Serotonin is a neurotransmitter.  This means that cells nerve cells use this to communicate.  Most of the serotonin in the body is found in the GI tract, where it controls the way the intestine moves food through it.  However, one study indicated that as much as 40% of serotonin in the human body could originate in mast cells.  Serotonin is metabolized to 5-HIAA, which can be tested for as a sign of mast cell activation.
Serotonin released in the GI tract eventually enters the blood stream. On its way to the blood stream, it is taken up by platelets and later used in clotting.   Serotonin is released when eating, which decreases dopamine release and decreases appetite.  If the food consumed is irritating to the GI tract, more serotonin is secreted to move it through the gut faster.  In these situations, the serotonin cannot be fully taken up by platelets and enters the blood stream as free serotonin.  When this happens, it stimulates vomiting.  Some foods contain serotonin, but it does not cross the blood brain barrier and thus does not affect brain chemistry. 

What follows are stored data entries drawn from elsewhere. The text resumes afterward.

PR #105, opened 2019-07-26
Add redesigned Find Training Courses page

tavy88:
Considerations:

- this feature is flagged and will go live
when courses feature goes live
- this page has a new URL so the feature is
not backwards compatible
- keeping it as a separate page seems cleaner

### Screenshots

Screen Shot 2019-07-29 at 10 42 00

Screen Shot 2019-07-29 at 11 26 10

### JIRA

https://dfedigital.atlassian.net/browse/GET-118


config/routes.rb
```diff
@@ -9,10 +9,14 @@
   get '/500', to: 'errors#internal_server_error', via: :all
 
   get 'task-list', to: 'pages#task_list'
-  get 'find-training-courses', to: 'pages#find_training_courses'
   get 'next-steps', to: 'pages#next_steps'
-  get 'maths-course-overview', to: 'pages#maths_overview'
-  get 'english-course-overview', to: 'pages#english_overview'
+  get 'find-training-courses', to: 'pages#find_training_courses'
+
+  constraints(->(_req) { Flipflop.course_directory? }) do
```
smoothcontract: ❤️

spec/features/training_hub_spec.rb
```diff
@@ -0,0 +1,45 @@
+require 'rails_helper'
+
+RSpec.feature 'Training Hub page', type: :feature do
```
smoothcontract: @cwrw Thoughts on explicitly stating the type of test with specs? It seems superfluous to me given that Rspec can deduce this from the file location.

spec/routing/courses_spec.rb
```diff
@@ -0,0 +1,39 @@
+require 'rails_helper'
+
+RSpec.describe 'routes for Courses', type: :routing do
```
smoothcontract: 👍

spec/features/training_hub_spec.rb
cwrw: so I think it should be ok to remove, however we might need to add some specific logic for features later where this might return, but for now should be ok

spec/features/training_hub_spec.rb
```diff
@@ -0,0 +1,45 @@
...
+  background do
+    enable_feature! :course_directory
+  end
+
+  scenario 'User navigates to the training hub page' do
+    visit(training_hub_path)
```
cwrw: can we link to this from the task list page?

spec/features/task_list_spec.rb
```diff
@@ -61,4 +63,12 @@
       ]
     )
   end
+
+  scenario 'User navigates to task list page when course directory feature is enabled' do
```
cwrw: I think we've got this covered in the further tests (if we navigate to the training hub in the `training_hub_spec` instead

spec/features/training_hub_spec.rb
tavy88: Will be done on another PR as discussed.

Mast cells contain dopamine, a hormone and neurotransmitter.  This chemical is most often associated with reward seeking behavior, including addiction behaviors.  It also has other important roles, including motor functions.  Mast cell activation causes depletion of dopamine as frequent degranulation causes a decrease in dopamine production by these cells.   Dopamine can be converted to norepinephrine.
In blood vessels, dopamine inhibits norepinephrine release and acts as vasodilator.  Dopamine also increases sodium excretion and urine output, reduces insulin production, reduces GI motility, protects intestinal mucosa and reduces activity of lymphocytes.  It is responsible for cognitive alertness.  If you consider that high histamine levels can decrease dopamine levels, this means that in a mast cell patient, low dopamine levels might cause decreased urine output, increased GI motility and overactivation of white blood cells.  Additionally, low dopamine can translate into higher than normal norepinephrine levels, which could be the link between mast cell disease and POTS.  Brain fog and decreased alertness are effects of low dopamine.
Defective transmission of dopamine is also found in painful conditions like fibromyalgia and restless legs syndrome, associated with mast cell disease.  Activation of D2 dopamine receptors causes nausea and vomiting.  Metoclopramide is a D2 inhibitor and achieves its anti-nausea effects through this mechanism. (Note: metoclopramide can inhibit histamine metabolism and for this reason is not recommended for mast cell patients.)  Some dopaminergic drugs like clozapine, bromocriptine and haloperidol inhibit mast cell degranulation.
Norepinephrine is responsible for concentration and vigilance.  It also increases vascular tone by action on alpha adrenergic receptors.  Norepinephrine is important in the fight or flight response, directly increasing heart rate, triggering release of glucose, increasing blood flow to skeletal muscle and increasing brain oxygen supply.  Interestingly, fasting increases norepinephrine for days.  Glucose intake, but not carbohydrate or protein intake, also increases norepinephrine.  Increased histamine can cause increases in norepinephrine production and secretion.